Ranking movements Legend: ██ Increase in ranking ██ Decrease in ranking
|  | Week |  |  |  |  |  |  |  |  |  |  |  |  |  |  |
|---|---|---|---|---|---|---|---|---|---|---|---|---|---|---|---|
| Poll | Pre | 1 | 2 | 3 | 4 | 5 | 6 | 7 | 8 | 9 | 10 | 11 | 12 | 13 | Final |
| AP | 4 | 2 | 2 | 2 | 2 | 2 | 2 | 2 | 1 | 1 | 1 | 1 | 2 | 1 | 2 |
| Coaches | 1 | 2 | 2 | 2 | 2 | 2 | 2 | 2 | 1 | 1 | 1 | 1 | 1 | 1 | 2 |

Source:

==Notes==
- Sidney Wicks was named to the 1970 All-America roster's second team.

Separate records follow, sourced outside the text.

PR #8311, opened 2025-08-09
refactor: make _lfortran_inquire null independent

akramhany:
Towards #8241

refactors `_lfortran_inquire`.

### DIFF
--- a/src/libasr/runtime/lfortran_intrinsics.c
+++ b/src/libasr/runtime/lfortran_intrinsics.c
@@ -3573,8 +3573,7 @@ trim_trailing_spaces(char** str, int64_t* len, bool init)
 }
 
 
-static char*
-to_c_string(char* src, int64_t len)
+static char* to_c_string(const fchar* src, int64_t len)
 {
     char* buf = (char*) malloc(len + 1);
     if (!buf)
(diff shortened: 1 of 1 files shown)


Pranavchiku (approved):

assem2002 (approved):
Looks good to me. Thanks.

assem2002:
Would you mind using that same `make_c_string` function in this PR https://github.com/lfortran/lfortran/pull/8280/files that you've merged lately, It doesn't actually use null-terminated C-strings like you do in this PR.

akramhany:
> Would you mind using that same `make_c_string` function in this PR https://github.com/lfortran/lfortran/pull/8280/files that you've merged lately, It doesn't actually use null-terminated C-strings like you do in this PR.

Where exactly? If it is in the `parse_fortran_format` when I converted the `fchar*` to `char*`, then I didn't make it null-terminated because inside the function we don't do something that require the string to be null-terminated, as everything is done on length, but indeed it would be better to make it null-terminated, so I will do that.
(please tell me if this is not what you meant)

assem2002:
Oh, I see. So yeah that's fine, though a variable named `C_*` implies a null-terminated string, but that's fine for now. 
No need for changes now.

akramhany:
I noticed that we were creating C strings in `_lfortran_open` but not using them, so I used them instead of the Fortran strings. 
I also fixed an error that was in the `_lfortran_open` function where we didn't update the length of the `f_name`.

akramhany:
@assem2002 Can you please run the exhaustive checks again?

PR #8315, opened 2025-08-10
CI: Conditions for running exhaustive checks

certik:


Pranavchiku:
This only checks Quick checks, which is good! Is this PR meant for further testing?

certik:
I don't know if we want it or not. The CI still doesn't (or didn't) behave properly, see https://github.com/lfortran/lfortran/issues/8350.

PR #8329, opened 2025-08-12
Better derived type error message

certik:
Now it prints:
```console
$ lfortran der.f90
  --> der.f90:15:1
   |
15 | x = y
   | ^   ^ type mismatch (derived type 'a' and derived type)


```
For:
```fortran
program expr2
implicit none

type :: A
    integer :: aa
end type

type :: B
    integer :: bb
end type

type(A) :: x
type(B) :: y

x = y

end program
```

### DIFF
--- a/src/lfortran/semantics/ast_body_visitor.cpp
+++ b/src/lfortran/semantics/ast_body_visitor.cpp
@@ -1744,8 +1744,8 @@ public:
                 ASR::ttype_t* source_type = ASRUtils::expr_type(source);
                 ASR::ttype_t* var_type = ASRUtils::expr_type(alloc_args_vec.p[i].m_a);
                 if (!ASRUtils::check_equal_type(source_type, var_type, source, alloc_args_vec.p[i].m_a)) {
-                    std::string source_type_str = ASRUtils::type_to_str_fortran(source_type, source);
-                    std::string var_type_str = ASRUtils::type_to_str_fortran(var_type, alloc_args_vec.p[i].m_a);
+                    std::string source_type_str = ASRUtils::type_to_str_fortran_expr(source_type, source);
+                    std::string var_type_str = ASRUtils::type_to_str_fortran_expr(var_type, alloc_args_vec.p[i].m_a);
                     diag.add(Diagnostic(
                         "Type mismatch: The `source` argument in `allocate` must have the same type as the allocated variable.\n"
                         "Expected type: " + var_type_str + ", but got: " + source_type_str + ".",
@@ -1883,7 +1883,7 @@ public:
             } else {
                 diag.add(Diagnostic(
                     "Cannot deallocate variables in expression " +
-                    ASRUtils::type_to_str_python(ASRUtils::expr_type((tmp_expr)), tmp_expr),
+                    ASRUtils::type_to_str_python_expr(ASRUtils::expr_type((tmp_expr)), tmp_expr),
                     Level::Error, Stage::Semantic, {
                         Label("",{tmp_expr->base.loc})
                     }));
@@ -3152,8 +3152,8 @@ public:
                                         ASRUtils::expr_type(value),ASRUtils::expr_type(to_return), diag);
         if (!ASRUtils::check_equal_type(ASRUtils::expr_type(to_return),
                                     ASRUtils::expr_type(value), to_return, value)) {
-            std::string ltype = ASRUtils::type_to_str_fortran(ASRUtils::expr_type(to_return), to_return);
-            std::string rtype = ASRUtils::type_to_str_fortran(ASRUtils::expr_type(value), value);
+            std::string ltype = ASRUtils::type_to_str_fortran_expr(ASRUtils::expr_type(to_return), to_return);
+            std::string rtype = ASRUtils::type_to_str_fortran_expr(ASRUtils::expr_type(value), value);
             diag.semantic_error_label(
                 "Type mismatch in statement function, the types must be compatible",
                 {to_return->base.loc, value->base.loc},
@@ -3473,8 +3473,8 @@ public:
                     }
                 }
             }
-            std::string ltype = ASRUtils::type_to_str_fortran(ASRUtils::expr_type(target), target);
-            std::string rtype = ASRUtils::type_to_str_fortran(ASRUtils::expr_type(value), value);
+            std::string ltype = ASRUtils::type_to_str_fortran_expr(ASRUtils::expr_type(target), target);
+            std::string rtype = ASRUtils::type_to_str_fortran_expr(ASRUtils::expr_type(value), value);
             if (!ASRUtils::check_equal_type(ASRUtils::expr_type(target),
                                         ASRUtils::expr_type(value), target, value)) {
                 if(value->type == ASR::exprType::ArrayConstant) {
@@ -3700,8 +3700,8 @@ public:
                 ASR::ttype_t *arg_type = ASRUtils::expr_type(args[1]);
                 ASR::ttype_t *contained_type = ASRUtils::get_contained_type((ASR::ttype_t *)list_type);
                 if (!ASRUtils::check_equal_type(contained_type, arg_type, nullptr, nullptr)) {
-                    std::string contained_type_str = ASRUtils::type_to_str_fortran(contained_type, (ASR::expr_t*)nullptr);
-                    std::string arg_type_str = ASRUtils::type_to_str_fortran(arg_type, (ASR::expr_t*)nullptr);
+                    std::string contained_type_str = ASRUtils::type_to_str_fortran_expr(contained_type, nullptr);
+                    std::string arg_type_str = ASRUtils::type_to_str_fortran_expr(arg_type, nullptr);
                     diag.add(Diagnostic(
                         "Type mismatch in " + var_name + ", the types must be compatible",
                         Level::Error, Stage::Semantic, {
@@ -3726,8 +3726,8 @@ public:
                 ASR::ttype_t *contained_type = ASRUtils::get_contained_type(ASRUtils::expr_type(args[0]));
 
                 if (!ASRUtils::check_equal_type(contained_type, ASRUtils::expr_type(args[2]), nullptr, nullptr)) {
-                    std::string contained_type_str = ASRUtils::type_to_str_fortran(contained_type, (ASR::expr_t*)nullptr);
-                    std::string arg_type_str = ASRUtils::type_to_str_fortran(ASRUtils::expr_type(args[2]), (ASR::expr_t*)nullptr);
+                    std::string contained_type_str = ASRUtils::type_to_str_fortran_expr(contained_type, nullptr);
+                    std::string arg_type_str = ASRUtils::type_to_str_fortran_expr(ASRUtils::expr_type(args[2]), nullptr);
                     diag.add(Diagnostic(
                         "Type mismatch in " + var_name + ", the types must be compatible",
                         Level::Error, Stage::Semantic, {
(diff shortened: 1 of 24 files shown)


src/lfortran/semantics/ast_body_visitor.cpp
```diff
@@ -3521,6 +3521,15 @@ class BodyVisitor : public CommonVisitor<BodyVisitor> {
...
                 } else {
+                        ASR::ttype_t *target_type = ASRUtils::expr_type(target);
+                        if (ASR::is_a<ASR::StructType_t>(*target_type)) {
+                            ASR::symbol_t *target_symbol = ASRUtils::get_struct_sym_from_struct_expr(target);
+                            LCOMPILERS_ASSERT(target_symbol);
+                            LCOMPILERS_ASSERT(ASR::is_a<ASR::Struct_t>(*target_symbol));
+                            ASR::Struct_t *target_Struct = ASR::down_cast<ASR::Struct_t>(target_symbol);
+                            std::string target_struct_name = target_Struct->m_name;
+                            ltype = "derived type '" + target_struct_name + "'";
+                        }
```
certik: @kmr-srbh refactor this into a dedicated function in ASR utils.

kmr-srbh:
Yes. I will complete this PR.

src/libasr/asr_utils.h
```diff
@@ -878,7 +880,10 @@ static inline void encode_dimensions(size_t n_dims, std::string& res,
     }
 }
 
-static inline std::string type_to_str_fortran(const ASR::ttype_t *t)
+// Templated argument `struct_type_name_helper` should be either an `ASR::expr_t*` or
+// `ASR::symbol_t*`.
```
certik: Why cannot this always be `symbol_t`?

certik:
The CI fails.

Cannot we do this step by step? The original PR was almost ready, just a small refactoring.

Related: https://github.com/lfortran/lfortran/issues/8355.

src/libasr/asr_utils.h
kmr-srbh: We mostly have an `ASR::expr_t*` available, so we use that. But for some cases, where it was not available, I have overloaded this function with a `ASR::symbol_t*` variant. This variant is also used a lot. I have made this change locally. I will push it with the rest of the changes.

kmr-srbh:
> Cannot we do this step by step? The original PR was almost ready, just a small refactoring.

The change is simple actually. We have either a symbol or expression every where. I am almost done with refactoring `type_to_str_python()` also. I am pushing the changes in a while.

kmr-srbh:
The LSP regression is also now resolved.

kmr-srbh:
Similar to the changes done for `types_equal()`, I have passed `nullptr` for cases where we do not encounter a `StructType`.

src/libasr/codegen/c_utils.h
```diff
@@ -334,7 +334,7 @@ namespace CUtils {
                 break;
             }
             default: {
-                throw CodeGenError("Type " + ASRUtils::type_to_str_python(t) + " not supported yet.");
+                throw CodeGenError("Type " + std::to_string(t->type) + " not supported yet.");
```
certik, line 337: Later: at least print the ttype name as a string, not a number.

src/libasr/asr_utils.h
```diff
@@ -530,14 +532,17 @@ static std::string intent_to_str(ASR::intentType intent) {
     }
 }
 
-static inline std::string type_to_str_fortran(const ASR::ttype_t *t);
+static inline std::string type_to_str_fortran(const ASR::ttype_t *t, ASR::expr_t* expr);
```
certik:
```suggestion
static inline std::string type_to_str_fortran_expr(const ASR::ttype_t *t, ASR::expr_t* expr);
```

src/libasr/asr_utils.h
```diff
@@ -530,14 +532,17 @@ static std::string intent_to_str(ASR::intentType intent) {
...
+
+static inline std::string type_to_str_fortran(const ASR::ttype_t *t, ASR::symbol_t* sym);
```
certik:
```suggestion
static inline std::string type_to_str_fortran_symbol(const ASR::ttype_t *t, ASR::symbol_t* sym);
```

src/libasr/asr_utils.h
```diff
@@ -530,14 +532,17 @@ static std::string intent_to_str(ASR::intentType intent) {
     }
 }
 
-static inline std::string type_to_str_fortran(const ASR::ttype_t *t);
```
certik, line 533: Maybe implement this one using `type_to_str_fortran_symbol(t, nullptr)`?

certik: It turns out, this function is never needed, we always want to call either `type_to_str_fortran_expr` or `type_to_str_fortran_symbol`.

certik: So keep it removed.

src/libasr/asr_utils.h
```diff
@@ -878,7 +883,7 @@ static inline void encode_dimensions(size_t n_dims, std::string& res,
     }
 }
 
-static inline std::string type_to_str_fortran(const ASR::ttype_t *t)
+static inline std::string type_to_str_fortran(const ASR::ttype_t* t, ASR::expr_t* expr)
```
certik:
```suggestion
static inline std::string type_to_str_fortran_expr(const ASR::ttype_t* t, ASR::expr_t* expr)
```

src/libasr/asr_utils.h
```diff
@@ -878,7 +883,7 @@ static inline void encode_dimensions(size_t n_dims, std::string& res,
...
 {
```
certik, line 888: Cannot this function be implemented as:
```c++
ASR::symbol_t sym = nullptr;
if (ASR::is_a<ASR::StructType_t>(*expr)) {
    sym = ASRUtils::get_struct_sym_from_struct_expr(expr));
    // TODO: possibly this if statement is already present inside the function. Then it can be removed from here.
}
type_to_str_fortran_symbol(t, sym)
```

src/libasr/asr_utils.h
```diff
@@ -964,13 +969,92 @@ static inline std::string type_to_str_fortran(const ASR::ttype_t *t)
     }
 }
 
-static inline std::string type_to_str_with_type(const ASR::ttype_t *t) {
-    std::string type = type_to_str_fortran(t);
-    std::string kind = std::to_string(extract_kind_from_ttype_t(t));
-    return type + "(" + kind + ")";
+static inline std::string type_to_str_fortran(const ASR::ttype_t* t, ASR::symbol_t* sym)
+{
```
certik, line 973: Put assert here:
* if `ttype` is StructType, then `sym` is not null, it points to a valid symbol
* otherwise `sym` is nullptr

src/libasr/asr_utils.h
```diff
@@ -964,13 +969,92 @@ static inline std::string type_to_str_fortran(const ASR::ttype_t *t)
     }
 }
 
-static inline std::string type_to_str_with_type(const ASR::ttype_t *t) {
-    std::string type = type_to_str_fortran(t);
-    std::string kind = std::to_string(extract_kind_from_ttype_t(t));
-    return type + "(" + kind + ")";
+static inline std::string type_to_str_fortran(const ASR::ttype_t* t, ASR::symbol_t* sym)
```
certik:
```suggestion
static inline std::string type_to_str_fortran_symbol(const ASR::ttype_t* t, ASR::symbol_t* sym)
```

src/libasr/asr_utils.h
certik: And if this is the case, let's rename `sym` to `struct_sym`.

kmr-srbh:
Review suggestions addressed in https://github.com/lfortran/lfortran/pull/8329/commits/e01a2817bd0531829ed70b2897b1e392d6f4401d. :)

certik:
I think that https://github.com/lfortran/lfortran/pull/8329/files#diff-da3dce35379cdaaf286c90ae38fe3d27efda9a299f60c682dacc97ad1eca5ce7 is not addressed yet?

src/lfortran/semantics/ast_body_visitor.cpp
```diff
@@ -3819,8 +3819,8 @@ class BodyVisitor : public CommonVisitor<BodyVisitor> {
                     ASR::ttype_t *contained_type = ASRUtils::get_contained_type((ASR::ttype_t *)list_type);
 
                     if (!ASRUtils::check_equal_type(contained_type, arg_type, nullptr, nullptr)) {
-                        std::string contained_type_str = ASRUtils::type_to_str_fortran(contained_type);
-                        std::string arg_type_str = ASRUtils::type_to_str_fortran(arg_type);
+                        std::string contained_type_str = ASRUtils::type_to_str_fortran_expr(contained_type, nullptr);
+                        std::string arg_type_str = ASRUtils::type_to_str_fortran_expr(arg_type, nullptr);
```
certik, line 3823: There are a lot of places that use this nullptr. Why not keep the original `type_to_str_fortran` and just implemented by calling `ASRUtils::type_to_str_fortran_expr(arg_type, nullptr)`? And furthermore, it should really call `ASRUtils::type_to_str_fortran_symbol(arg_type, nullptr)` instead, as that's the main function.

tests/server/tests/test_features.py
```diff
@@ -198,8 +198,7 @@ def test_document_hover(client: LFortranLspTestClient) -> None:
     assert doc.preview == Hover(
         contents=MarkupContent(
             kind=MarkupKind.Markdown,
-            # TODO: Reset string "derived type" to "softmax"
-            value="```fortran\nfunction eval_1d(self, x) result(res)\n    derived type, intent(in) :: self\n    real[:], intent(in) :: x\n    real[:] :: res\nend function\n```"
+            value="```fortran\nfunction eval_1d(self, x) result(res)\n    softmax, intent(in) :: self\n    real[:], intent(in) :: x\n    real[:] :: res\nend function\n```"
```
certik, line 201: This is not correct, I think it has to be `type(softmax)`?

certik:
I think it's good enough. I rebased it, let's see if tests pass. If so, let's merge it.

tests/server/tests/test_features.py
kmr-srbh: Yes, it should have been that. When I had encountered this failure, it was set to only `softmax`, so I set it back again. I do not know if the LSP currently supports writing `type(softmax)` and `class(softmax)`.

certik: Can you please open up an issue for this?

kmr-srbh:
> I think that https://github.com/lfortran/lfortran/pull/8329/files#diff-da3dce35379cdaaf286c90ae38fe3d27efda9a299f60c682dacc97ad1eca5ce7 is not addressed yet?

I am unable to access this comment somehow. Could you please post what it was? I am sorry.

src/lfortran/semantics/ast_body_visitor.cpp
kmr-srbh: So, we want a third function `type_to_str_fortran(ASR::ttype_t*)` which internally calls `type_to_str_fortran_expr(ttype, nullptr)`, right?

tests/server/tests/test_features.py
kmr-srbh: Done in #8363.

src/lfortran/semantics/ast_body_visitor.cpp
certik: That's what I was thinking -- it should simplify a lot of the code, no?

kmr-srbh: We eventually would need to pass an expression there actually. For example, when we support list of struct types, dictionary with struct type object as key or value, etc. We can add this TODO somewhere, likely in an issue, and implement the above idea suggested by you. Should I open up the issue and PR for this?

- 1970 – Sidney Wicks received national co-player of the year honors from the Helms Athletic Foundation
- At the conclusion of the season, the team collectively signed a letter to President Nixon condemning the Vietnam War and the administration's actions at home.
- The Bruin Classic was held on Dec. 27 and Dec. 29 with Georgia Tech and Princeton.
- In defeating LSU, UCLA forced Pete Maravich to commit 18 turnovers.